How can managers engage hybrid teams?
When managers get the right support, they encourage emotional connection, team cohesion, and fun to compensate for the loss of closeness in the office. Here are a few:
Often a person can belong to multiple teams: a team of peers (their manager plus the manager's direct subordinates), their team of direct assistants (if they are managers), and perhaps a Scrum team. A work agreement must be created for each, which can be different: for example, a team must meet more often than a team of managers who each carry out separate projects. This can be promoted with the power of habit to encourage time management and enough time to relax.
Check-in often
The life news and body language we gather from physical proximity have disappeared or drastically reduced. Hence, managers must be more careful about creating space for team members to share, perhaps dedicating part of staff meetings to check-on life updates or a Slack message inviting everyone to share a photo of their summer.
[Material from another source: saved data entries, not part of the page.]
PR #1242, opened 2026-04-13
vLLM fakequant export update for AWQ checkpoint

kinjalpatel27:
### What does this PR do?

Type of change: Bug

Enables end-to-end AWQ checkpoint export and reload in the vLLM fake-quant serving path (`MODELOPT_STATE_PATH`). Previously, the `input_quantizer` was using incorrect `pre_quant_scale` especially with grouped quantizers like `qkv_proj`, using simply the first `input_quantizer.pre_quant_scale`. This MR adds `_resmooth_experts_for_export` that non-mutatively averages `pre_quant_scale` across MoE experts and unifies input `_amax`, required because vLLM uses a single input quantizer per expert group. Adds `merge_amax_tensors_for_group` (element-wise max for same-shape, `cat` for GQA, scalar-max fallback) replacing the scalar-collapsing `torch.stack().max()` that  dropped per-channel `_amax` structure. 

### Usage

```python
# Export AWQ checkpoint from HF model
  from modelopt.torch.export.plugins.vllm_fakequant_hf import export_hf_vllm_fq_checkpoint
  export_hf_vllm_fq_checkpoint(model, export_dir="./awq_vllm_checkpoint")      
```

### Testing
 **Step 1 — Export the quantized checkpoint:**                                                                                                                                                                
  ```bash                    
    --pyt_ckpt_path <MODEL_PATH> \                                                                                                                                                                             
    --recipe <AWQ_RECIPE> \
    --calib_size 512 \                                                                                                                                                                                         
    --export_path <EXPORT_DIR> \                                                                                                                                                                               
    --vllm_fakequant_export
```
  This produces `<EXPORT_DIR>/vllm_fq_modelopt_state.pth` with the averaged per-expert                                                                                                                           
  pre_quant_scale and unified _amax now included.                                                                                                                                                              
   

 Step 2 — Serve via vLLM fakequant worker:                                                                                                                                                                    
```bash
  MODELOPT_STATE_PATH=<EXPORT_DIR>/vllm_fq_modelopt_state.pth \
    python examples/vllm_serve/vllm_serve_fakequant.py \                                                                                                                                                       
      <EXPORT_DIR> --tensor-parallel-size <TP>   
```

Tested for quantization configurations:
```
FP8_DEFAULT_CFG
FP8_DEFAULT_CFG (input_q disabled)
INT8_SMOOTHQUANT_CFG
INT8_WEIGHT_ONLY_CFG
NVFP4_DEFAULT_CFG
NVFP4_AWQ_LITE_CFG
INT4_AWQ_CFG
NVFP4_AWQ_CFG
NVFP4_DEFAULT_CFG (input_q disabled)
```

## Summary by CodeRabbit

* **New Features**
  * Added Nemotron-style MoE export support and group-aware AWQ resmoothing with optional requantization during export.
  * Improved handling for shared-input / expert groups and tensor-parallel sharding of pre-quantization scales.

* **Bug Fixes**
  * Removed AWQ reload limitation from known issues; improved checkpoint validation and safer save/load behavior.
  * Better detection and handling of enabled weight-quantizers and clearer warnings for mismatched checkpoint keys.

### DIFF
--- a/examples/vllm_serve/README.md
+++ b/examples/vllm_serve/README.md
@@ -98,5 +98,5 @@ QUANT_CFG=<quant_cfg> QUANT_FILE_PATH=<quantizer_state.pth> python vllm_serve_fa
 ## Known Problems
 
 1. **MCore reload does not use `MODELOPT_STATE_PATH`**; use `QUANT_FILE_PATH` and make sure `QUANT_CFG` matches the quantization recipe used for the original MCore model (otherwise quantizer keys/config won’t align).
-3. KV cache quantization export and reload is not supported in MCore yet.
-4. **`NVFP4_KV_CFG` and `NVFP4_AFFINE_KV_CFG` require `--enforce-eager`**; these configs use a dynamic-block Triton kernel for KV-cache quantization that is incompatible with CUDA graph capture (the kernel grid is computed from Python-level tensor shapes, which get baked in at capture time). Without `--enforce-eager`, the captured grid will be wrong for different batch sizes, producing incorrect outputs.
+2. KV cache quantization export and reload is not supported in MCore yet.
+3. **`NVFP4_KV_CFG` and `NVFP4_AFFINE_KV_CFG` require `--enforce-eager`**; these configs use a dynamic-block Triton kernel for KV-cache quantization that is incompatible with CUDA graph capture (the kernel grid is computed from Python-level tensor shapes, which get baked in at capture time). Without `--enforce-eager`, the captured grid will be wrong for different batch sizes, producing incorrect outputs.
--- a/examples/vllm_serve/README.md
+++ b/examples/vllm_serve/README.md
@@ -98,6 +98,5 @@ QUANT_CFG=<quant_cfg> QUANT_FILE_PATH=<quantizer_state.pth> python vllm_serve_fa
 ## Known Problems
 
 1. **MCore reload does not use `MODELOPT_STATE_PATH`**; use `QUANT_FILE_PATH` and make sure `QUANT_CFG` matches the quantization recipe used for the original MCore model (otherwise quantizer keys/config won’t align).
-2. AWQ reload is not supported yet
 3. KV cache quantization export and reload is not supported in MCore yet.
 4. **`NVFP4_KV_CFG` and `NVFP4_AFFINE_KV_CFG` require `--enforce-eager`**; these configs use a dynamic-block Triton kernel for KV-cache quantization that is incompatible with CUDA graph capture (the kernel grid is computed from Python-level tensor shapes, which get baked in at capture time). Without `--enforce-eager`, the captured grid will be wrong for different batch sizes, producing incorrect outputs.
--- a/examples/vllm_serve/fakequant_worker.py
+++ b/examples/vllm_serve/fakequant_worker.py
@@ -31,7 +31,7 @@ from vllm_reload_utils import (
 )
 
 import modelopt.torch.quantization as mtq
-from modelopt.torch.export.hf_vllm_quantizer_merge import is_weight_quantizer_state_key
+from modelopt.torch.export.plugins.vllm_fakequant_hf import is_weight_quantizer_state_key
 from modelopt.torch.quantization.plugins.vllm import (
     disable_compilation,
     post_restore_vllm_parallel_linears,
--- a/examples/vllm_serve/fakequant_worker.py
+++ b/examples/vllm_serve/fakequant_worker.py
@@ -15,6 +15,7 @@
 
 
 import os
+import warnings
 from typing import Any
 
 import torch
@@ -62,8 +63,11 @@ def _fakequant_run_prolog_worker(self) -> None:
         model = model.unwrap()
     if quant_config["modelopt_state_path"]:
         print(f"Loading modelopt state from {quant_config['modelopt_state_path']}")
-        # Load on CPU to avoid failures when the checkpoint was saved from a different
-        # GPU mapping
+        # map_location="cpu": load tensors on CPU so device ids in the file need not match this worker.
+        # weights_only=False: ``vllm_fq_modelopt_state.pth`` is a full ModelOpt pickle (metadata,
+        # nested dicts, dtypes, etc.); PyTorch's ``weights_only=True`` rejects that and only
+        # allows tensor-only checkpoints. Loading arbitrary pickles can execute stored code—use
+        # paths you trust (your own exports or verified checkpoints).
         modelopt_state = torch.load(
             quant_config["modelopt_state_path"], weights_only=False, map_location="cpu"
         )
@@ -73,16 +77,12 @@ def _fakequant_run_prolog_worker(self) -> None:
             if hasattr(self.model_runner.model, "hf_to_vllm_mapper")
             else None
         )
-        # convert modelopt state to vllm format
         modelopt_state = convert_modelopt_state_to_vllm(modelopt_state, map_fun=map_fun)
-        # restore model from modelopt state
         restore_from_modelopt_state_vllm(model, modelopt_state)
 
         if modelopt_weights is not None:
-            # convert quantizer state values to vllm format
             modelopt_weights = convert_dict_to_vllm(modelopt_weights, map_fun=map_fun)
             mtq.utils.set_quantizer_state_dict(model, modelopt_weights)
-            # Log any pqs keys in modelopt_weights that were not loaded (key mismatch).
             if not torch.distributed.is_initialized() or torch.distributed.get_rank() == 0:
                 from modelopt.torch.quantization.nn import TensorQuantizer
                 from modelopt.torch.utils import get_unwrapped_name
@@ -93,22 +93,22 @@ def _fakequant_run_prolog_worker(self) -> None:
                     if isinstance(m, TensorQuantizer)
                 }
                 pqs_in_weights = {
-                    k for k, v in modelopt_weights.items()
+                    k
+                    for k, v in modelopt_weights.items()
                     if isinstance(v, dict) and "_pre_quant_scale" in v
                 }
                 unmatched_pqs = pqs_in_weights - loaded_keys
                 if unmatched_pqs:
-                    print(
-                        f"[fakequant_worker] WARNING: {len(unmatched_pqs)} pqs key(s) in "
-                        f"modelopt_weights have no matching quantizer in the model:\n"
-                        + "\n".join(f"  {k}" for k in sorted(unmatched_pqs)[:20])
+                    sample = sorted(unmatched_pqs)[:20]
+                    warnings.warn(
+                        f"{len(unmatched_pqs)} checkpoint pre_quant_scale key(s) have no "
+                        f"matching TensorQuantizer in the model (showing up to 20): {sample}",
+                        stacklevel=2,
                     )
-            # set_quantizer_state_dict does not invoke modelopt_post_restore (unlike restore_quantizer_state).
+            # set_quantizer_state_dict does not run modelopt_post_restore (unlike restore_quantizer_state).
             post_restore_vllm_parallel_linears(model)
-            # For RowParallelLinear layers, pqs was saved at full H_in width (single-GPU
-            # export). Slice it to [H_in / tp_world_size] so it matches the local shard.
-            _debug_pqs = os.environ.get("MODELOPT_DEBUG_PQS", "0").lower() in ("1", "true")
-            shard_pre_quant_scale_for_tp(model, debug=_debug_pqs)
+            # Row-parallel: slice full-width exported pre_quant_scale to this TP rank.
+            shard_pre_quant_scale_for_tp(model)
 
     else:
         if quant_config["quant_file_path"]:
@@ -127,15 +127,13 @@ def _fakequant_run_prolog_worker(self) -> None:
 
         quant_cfg = get_quant_config(quant_config, model)
 
-        # quantize model
         with disable_compilation(model):
             print("Quantizing model...")
             mtq.quantize(model, quant_cfg, forward_loop=calibrate_loop)
 
         quantizer_file_path = quant_config["quant_file_path"]
         if quantizer_file_path:
-            # Get amax and other quantizer state from the quantizer file
-            # this can be used with Megatron-LM exported model using export_mcore_gpt_to_hf_vllm_fq
+            self.model_runner._dummy_run(1)
             current_state_dict = load_state_dict_from_path(self, quantizer_file_path, model)
             model.load_state_dict(current_state_dict)
 
--- a/examples/vllm_serve/fakequant_worker.py
+++ b/examples/vllm_serve/fakequant_worker.py
@@ -92,8 +92,10 @@ def _fakequant_run_prolog_worker(self) -> None:
                     for n, m in model.named_modules()
                     if isinstance(m, TensorQuantizer)
                 }
+                # Same namespace as ``loaded_keys``: checkpoint keys may include DDP/FSDP
+                # prefixes that ``convert_dict_to_vllm`` does not strip.
                 pqs_in_weights = {
-                    k
+                    get_unwrapped_name(k, model)
                     for k, v in modelopt_weights.items()
                     if isinstance(v, dict) and "_pre_quant_scale" in v
                 }
@@ -107,7 +109,7 @@ def _fakequant_run_prolog_worker(self) -> None:
                     )
             # set_quantizer_state_dict does not run modelopt_post_restore (unlike restore_quantizer_state).
             post_restore_vllm_parallel_linears(model)
-            # Row-parallel: slice full-width exported pre_quant_scale to this TP rank.
+            # Must follow post_restore: shard_pre_quant_scale_for_tp uses weight H_in vs pqs length.
             shard_pre_quant_scale_for_tp(model)
 
     else:
--- a/examples/vllm_serve/fakequant_worker.py
+++ b/examples/vllm_serve/fakequant_worker.py
@@ -31,10 +31,12 @@ from vllm_reload_utils import (
 )
 
 import modelopt.torch.quantization as mtq
+from modelopt.torch.export.hf_vllm_quantizer_merge import is_weight_quantizer_state_key
 from modelopt.torch.quantization.plugins.vllm import (
     disable_compilation,
     post_restore_vllm_parallel_linears,
 )
+from modelopt.torch.utils import safe_load
 from modelopt.torch.utils.dataset_utils import get_dataset_dataloader
 
 quant_config: dict[str, Any] = {
@@ -63,14 +65,8 @@ def _fakequant_run_prolog_worker(self) -> None:
         model = model.unwrap()
     if quant_config["modelopt_state_path"]:
         print(f"Loading modelopt state from {quant_config['modelopt_state_path']}")
-        # map_location="cpu": load tensors on CPU so device ids in the file need not match this worker.
-        # weights_only=False: ``vllm_fq_modelopt_state.pth`` is a full ModelOpt pickle (metadata,
-        # nested dicts, dtypes, etc.); PyTorch's ``weights_only=True`` rejects that and only
-        # allows tensor-only checkpoints. Loading arbitrary pickles can execute stored code—use
-        # paths you trust (your own exports or verified checkpoints).
-        modelopt_state = torch.load(
-            quant_config["modelopt_state_path"], weights_only=False, map_location="cpu"
-        )
+        # Load on CPU to avoid failures when the checkpoint was saved from a different GPU mapping.
+        modelopt_state = safe_load(quant_config["modelopt_state_path"], map_location="cpu")
         modelopt_weights = modelopt_state.pop("modelopt_state_weights", None)
         map_fun = (
             self.model_runner.model.hf_to_vllm_mapper.apply_dict
@@ -148,7 +144,7 @@ def _fakequant_run_prolog_worker(self) -> None:
 
     mtq.fold_weight(model)
     for name, module in model.named_modules():
-        if name.endswith("weight_quantizer"):
+        if is_weight_quantizer_state_key(name):
             assert not module.is_enabled, f"quantizer {name} is still enabled"
 
 
--- a/examples/vllm_serve/fakequant_worker.py
+++ b/examples/vllm_serve/fakequant_worker.py
@@ -26,6 +26,7 @@ from vllm_reload_utils import (
     convert_modelopt_state_to_vllm,
     load_state_dict_from_path,
     restore_from_modelopt_state_vllm,
+    shard_pre_quant_scale_for_tp,
 )
 
 import modelopt.torch.quantization as mtq
@@ -64,7 +65,7 @@ def _fakequant_run_prolog_worker(self) -> None:
         # Load on CPU to avoid failures when the checkpoint was saved from a different
         # GPU mapping
         modelopt_state = torch.load(
-            quant_config["modelopt_state_path"], weights_only=True, map_location="cpu"
+            quant_config["modelopt_state_path"], weights_only=False, map_location="cpu"
         )
         modelopt_weights = modelopt_state.pop("modelopt_state_weights", None)
         map_fun = (
@@ -81,8 +82,33 @@ def _fakequant_run_prolog_worker(self) -> None:
             # convert quantizer state values to vllm format
             modelopt_weights = convert_dict_to_vllm(modelopt_weights, map_fun=map_fun)
             mtq.utils.set_quantizer_state_dict(model, modelopt_weights)
+            # Log any pqs keys in modelopt_weights that were not loaded (key mismatch).
+            if not torch.distributed.is_initialized() or torch.distributed.get_rank() == 0:
+                from modelopt.torch.quantization.nn import TensorQuantizer
+                from modelopt.torch.utils import get_unwrapped_name
+
+                loaded_keys = {
+                    get_unwrapped_name(n, model)
+                    for n, m in model.named_modules()
+                    if isinstance(m, TensorQuantizer)
+                }
+                pqs_in_weights = {
+                    k for k, v in modelopt_weights.items()
+                    if isinstance(v, dict) and "_pre_quant_scale" in v
+                }
+                unmatched_pqs = pqs_in_weights - loaded_keys
+                if unmatched_pqs:
+                    print(
+                        f"[fakequant_worker] WARNING: {len(unmatched_pqs)} pqs key(s) in "
+                        f"modelopt_weights have no matching quantizer in the model:\n"
+                        + "\n".join(f"  {k}" for k in sorted(unmatched_pqs)[:20])
+                    )
             # set_quantizer_state_dict does not invoke modelopt_post_restore (unlike restore_quantizer_state).
             post_restore_vllm_parallel_linears(model)
+            # For RowParallelLinear layers, pqs was saved at full H_in width (single-GPU
+            # export). Slice it to [H_in / tp_world_size] so it matches the local shard.
+            _debug_pqs = os.environ.get("MODELOPT_DEBUG_PQS", "0").lower() in ("1", "true")
+            shard_pre_quant_scale_for_tp(model, debug=_debug_pqs)
 
     else:
         if quant_config["quant_file_path"]:
--- a/examples/vllm_serve/fakequant_worker.py
+++ b/examples/vllm_serve/fakequant_worker.py
@@ -144,8 +144,11 @@ def _fakequant_run_prolog_worker(self) -> None:
 
     mtq.fold_weight(model)
     for name, module in model.named_modules():
-        if is_weight_quantizer_state_key(name):
-            assert not module.is_enabled, f"quantizer {name} is still enabled"
+        if is_weight_quantizer_state_key(name) and module.is_enabled:
+            raise RuntimeError(
+                f"Weight quantizer {name!r} is still enabled after fold_weight — "
+                "double-quantization would corrupt activations."
+            )
 
 
 class FakeQuantWorker(BaseWorker):
--- a/examples/vllm_serve/vllm_reload_utils.py
+++ b/examples/vllm_serve/vllm_reload_utils.py
@@ -23,10 +23,7 @@ from typing import Any
 import torch
 from vllm.distributed.parallel_state import get_tp_group
 
-from modelopt.torch.export.plugins.vllm_fakequant_hf import (
-    is_weight_quantizer_state_key,
-    merge_amax_tensors_for_vllm_group,
-)
+from modelopt.torch.export.plugins.vllm_fakequant_hf import is_weight_quantizer_state_key
 from modelopt.torch.opt.conversion import (
     ModelLikeModule,
     ModeloptStateManager,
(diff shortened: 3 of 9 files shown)


cjluo-nv (commented):
This PR makes significant improvements to enable AWQ checkpoint export and reload in the vLLM fakequant serving path. The changes are substantial (~473 lines across 6 files) and touch critical export/reload paths. While the overall design is sound and addresses a real gap (AWQ export was listed as unsupported), there are several correctness concerns, missing tests for new utility functions, and a potentially risky silent-failure pattern that should be addressed before merging.

**What's good:**
- Proper refactoring of TP sharding into `_narrow_tensor_to_tp_local_shard` (eliminates duplication)
- `merge_amax_tensors_for_group` correctly handles same-shape, different-shape (GQA), and fallback cases
- Non-mutative resmoothing via `_resmooth_experts_for_export` avoids modifying the live model
- Use of `safe_load`/`safe_save` for security best practices
- Good use of `is_weight_quantizer_state_key` regex for consistent matching

**Key concerns:**
1. **No unit tests for new utility functions** (`merge_amax_tensors_for_group`, `is_weight_quantizer_state_key`, `_resmooth_experts_for_export`, `shard_pre_quant_scale_for_tp`, `_infer_prefix_remap`). These are critical correctness-sensitive functions.
2. A silent `contextlib.suppress(Exception)` in `_resmooth_experts_for_export` that could mask real failures.
3. The `_collect_expert_pre_quant_scales` function name mentions "experts" but is used for all shared-input groups including dense GQA projections, which could be confusing.
4. The existing test `test_hf_vllm_export` only covers FP8, but AWQ is the main feature being added — no AWQ test case was added.

modelopt/torch/export/plugins/vllm_fakequant_hf.py
```diff
@@ -38,6 +62,161 @@ def disable_rotate(quantizer: TensorQuantizer):
...
+
+        avg_pqs_out = avg_pqs.detach().clone()
+        for m in modules:
+            nm = id_to_name.get(id(m))
+            if nm is None:
+                continue
+            out[get_unwrapped_name(f"{nm}.input_quantizer", model)] = (avg_pqs_out, synced_amax)
+
+    # MoE expert groups — must be enumerated by name because MoE routing sends
+    # different tokens to each expert, so forward hooks cannot detect them as
```
cjluo-nv, line 420: Bug concern: `contextlib.suppress(Exception)` here will silently swallow **any** failure during the dummy forward — including actual bugs like shape mismatches, device mismatches, or import errors. Since `collect_shared_input_modules` relies on hooks that fire during this forward, a silent failure means the dense GQA resmoothing silently becomes a no-op.

At minimum, log or warn when the forward fails so users aren't left debugging silent accuracy regressions:
```python
def _dummy_forward() -> None:
    try:
        model(torch.ones([1, 2], dtype=torch.long, device=dev))
    except Exception as e:
        import logging
        logging.getLogger(__name__).debug(
            "Dummy forward for shared-input detection failed (expected for VLMs): %s", e
        )
```

modelopt/torch/export/plugins/vllm_fakequant_hf.py
```diff
@@ -38,6 +62,161 @@ def disable_rotate(quantizer: TensorQuantizer):
...
+def requant_weights_for_export(
+    quantizer: TensorQuantizer,
+    w: torch.Tensor,
+) -> torch.Tensor:
+    """Requantize weights for export."""
+    quantizer_copy = copy.deepcopy(quantizer)
+    quantizer_copy.eval()
+    quantizer_copy.reset_amax()
+    enable_stats_collection(quantizer_copy)
+    quantizer_copy(w)
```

Because so many meanings can be lost or easily misinterpreted in text messages or emails, Get the team together to decide what types of updates, requests, and shares should happen via email rather than in real-time via phone or video.
Meet in person regularly
Always plan the next face-to-face meeting, so the team has something to look forward to. Save controversial debates and collaborative work for those meetings. Spend more time off-site planning, which has a higher ROI than ever, as they now need to generate enough social capital to allow the team to move between face-to-face meetings.
Show appreciation regularly in ways big and small.
Without the smiles, nods, and other non-verbal cues we gave our colleagues in the office daily, we now need to be more careful to praise. This can be done by small gestures and efforts to help people feel more comfortable.